= Beginning of Section =

PR #570, opened 2024-02-08
Support type arrays according to OpenAPI spec 3.1.0

### LINKED ISSUE #497: Support `type` as an array
I'm using a downstream library (RTK Query) and have recently updated my spec to 3.1.0.  My spec mostly generates, but it seems multiple values for types (the recommended way to handle 'null' values) is not generating correctly:

```
type:
    - "object"
    - "null" 
```

When run, I get only the 'object' type, and null isn't valid here. Is this something that can be supported?

For more examples I have an issue on RTK here: https://github.com/reduxjs/redux-toolkit/issues/3814, which is where I was redirected to this repository.

Thank you!

SimonEggert:
OpenAPI spec 3.1.0 supports type arrays (s. [Migration Guide](https://www.openapis.org/blog/2021/02/16/migrating-from-openapi-3-0-to-3-1-0)) and thus becomes [JSON schema compliant](https://json-schema.org/understanding-json-schema/reference/type), e.g.:

```
type:
    - "object"
    - "null" 
```

As far is I understand this is not yet implemented or reflected in this code base. This is an attempt to add the necessary functionality. Please let me know if there are any more changes that need to be made in order to meet the code quality requirements.

closes #497

### DIFF
--- a/src/codegen/generate.ts
+++ b/src/codegen/generate.ts
@@ -695,7 +695,19 @@ export default class ApiGenerator {
       return this.getTypeFromEnum([schema.const]);
     }
     if (schema.type) {
-      // string, boolean, null, number
+      // string, boolean, null, number, array
+      if (Array.isArray(schema.type)) {
+        return factory.createUnionTypeNode(
+          schema.type.map((type) => {
+            if (type === null) return cg.keywordType.null;
+            if (type === "integer") return cg.keywordType.number;
+            if (type in cg.keywordType)
+              return cg.keywordType[type as keyof typeof cg.keywordType];
+
+            return cg.keywordType.any;
+          }),
+        );
+      }
       if (schema.type === "integer") return cg.keywordType.number;
       if (schema.type in cg.keywordType) return cg.keywordType[schema.type];
     }
--- a/src/codegen/generate.ts
+++ b/src/codegen/generate.ts
@@ -1,7 +1,7 @@
 import _ from "lodash";
 import ts, { factory } from "typescript";
 import path from "path";
-import { OpenAPIV3 } from "openapi-types";
+import { OpenAPIV3, OpenAPIV3_1 } from "openapi-types";
 import * as cg from "./tscodegen";
 import generateServers, { defaultBaseUrl } from "./generateServers";
 import { Opts } from ".";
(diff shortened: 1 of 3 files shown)


src/codegen/generate.ts
```diff
@@ -695,7 +695,19 @@ export default class ApiGenerator {
...
     if (schema.type) {
-      // string, boolean, null, number
+      // string, boolean, null, number, array
+      if (Array.isArray(schema.type)) {
+        return factory.createUnionTypeNode(
+          schema.type.map((type) => {
+            if (type === null) return cg.keywordType.null;
+            if (type === "integer") return cg.keywordType.number;
+            if (type in cg.keywordType)
+              return cg.keywordType[type as keyof typeof cg.keywordType];
```
SimonEggert, line 705: Typecasting here because `schema` is still only of type `OpenAPIV3.SchemaObject`. Making that a union with `OpenAPIV3_1.SchemaObject` would be the cleaner way to go, but I don't know how much that entails.

Xiphe:
Hi @SimonEggert thank you for the contribution 🤙 This looks great already!

For reference, can you post a link to the spec here? Are these actually called "array types"? Feels very similar to a union to me.

Also I wonder if we can update the `OpenAPI`-Types so that we don't need the typecasting. Haven't touched that part though and am unsure about it. Would you mind checking if this is easily possible?

SimonEggert:
> For reference, can you post a link to the spec here? Are these actually called "array types"? Feels very similar to a union to me.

= End of Section =

# [ABOUT THIS TASK]
Type out the material again exactly as presented.

# [WRITTEN ANSWER]
PR #570, opened 2024-02-08
Support type arrays according to OpenAPI spec 3.1.0

### LINKED ISSUE #497: Support `type` as an array
I'm using a downstream library (RTK Query) and have recently updated my spec to 3.1.0.  My spec mostly generates, but it seems multiple values for types (the recommended way to handle 'null' values) is not generating correctly:

```
type:
    - "object"
    - "null" 
```

When run, I get only the 'object' type, and null isn't valid here. Is this something that can be supported?

For more examples I have an issue on RTK here: https://github.com/reduxjs/redux-toolkit/issues/3814, which is where I was redirected to this repository.

Thank you!

SimonEggert:
OpenAPI spec 3.1.0 supports type arrays (s. [Migration Guide](https://www.openapis.org/blog/2021/02/16/migrating-from-openapi-3-0-to-3-1-0)) and thus becomes [JSON schema compliant](https://json-schema.org/understanding-json-schema/reference/type), e.g.:

```
type:
    - "object"
    - "null" 
```

As far is I understand this is not yet implemented or reflected in this code base. This is an attempt to add the necessary functionality. Please let me know if there are any more changes that need to be made in order to meet the code quality requirements.

closes #497

### DIFF
--- a/src/codegen/generate.ts
+++ b/src/codegen/generate.ts
@@ -695,7 +695,19 @@ export default class ApiGenerator {
       return this.getTypeFromEnum([schema.const]);
     }
     if (schema.type) {
-      // string, boolean, null, number
+      // string, boolean, null, number, array
+      if (Array.isArray(schema.type)) {
+        return factory.createUnionTypeNode(
+          schema.type.map((type) => {
+            if (type === null) return cg.keywordType.null;
+            if (type === "integer") return cg.keywordType.number;
+            if (type in cg.keywordType)
+              return cg.keywordType[type as keyof typeof cg.keywordType];
+
+            return cg.keywordType.any;
+          }),
+        );
+      }
       if (schema.type === "integer") return cg.keywordType.number;
       if (schema.type in cg.keywordType) return cg.keywordType[schema.type];
     }
--- a/src/codegen/generate.ts
+++ b/src/codegen/generate.ts
@@ -1,7 +1,7 @@
 import _ from "lodash";
 import ts, { factory } from "typescript";
 import path from "path";
-import { OpenAPIV3 } from "openapi-types";
+import { OpenAPIV3, OpenAPIV3_1 } from "openapi-types";
 import * as cg from "./tscodegen";
 import generateServers, { defaultBaseUrl } from "./generateServers";
 import { Opts } from ".";
(diff shortened: 1 of 3 files shown)


src/codegen/generate.ts
```diff
@@ -695,7 +695,19 @@ export default class ApiGenerator {
...
     if (schema.type) {
-      // string, boolean, null, number
+      // string, boolean, null, number, array
+      if (Array.isArray(schema.type)) {
+        return factory.createUnionTypeNode(
+          schema.type.map((type) => {
+            if (type === null) return cg.keywordType.null;
+            if (type === "integer") return cg.keywordType.number;
+            if (type in cg.keywordType)
+              return cg.keywordType[type as keyof typeof cg.keywordType];
```
SimonEggert, line 705: Typecasting here because `schema` is still only of type `OpenAPIV3.SchemaObject`. Making that a union with `OpenAPIV3_1.SchemaObject` would be the cleaner way to go, but I don't know how much that entails.

Xiphe:
Hi @SimonEggert thank you for the contribution 🤙 This looks great already!

For reference, can you post a link to the spec here? Are these actually called "array types"? Feels very similar to a union to me.

Also I wonder if we can update the `OpenAPI`-Types so that we don't need the typecasting. Haven't touched that part though and am unsure about it. Would you mind checking if this is easily possible?

SimonEggert:
> For reference, can you post a link to the spec here? Are these actually called "array types"? Feels very similar to a union to me.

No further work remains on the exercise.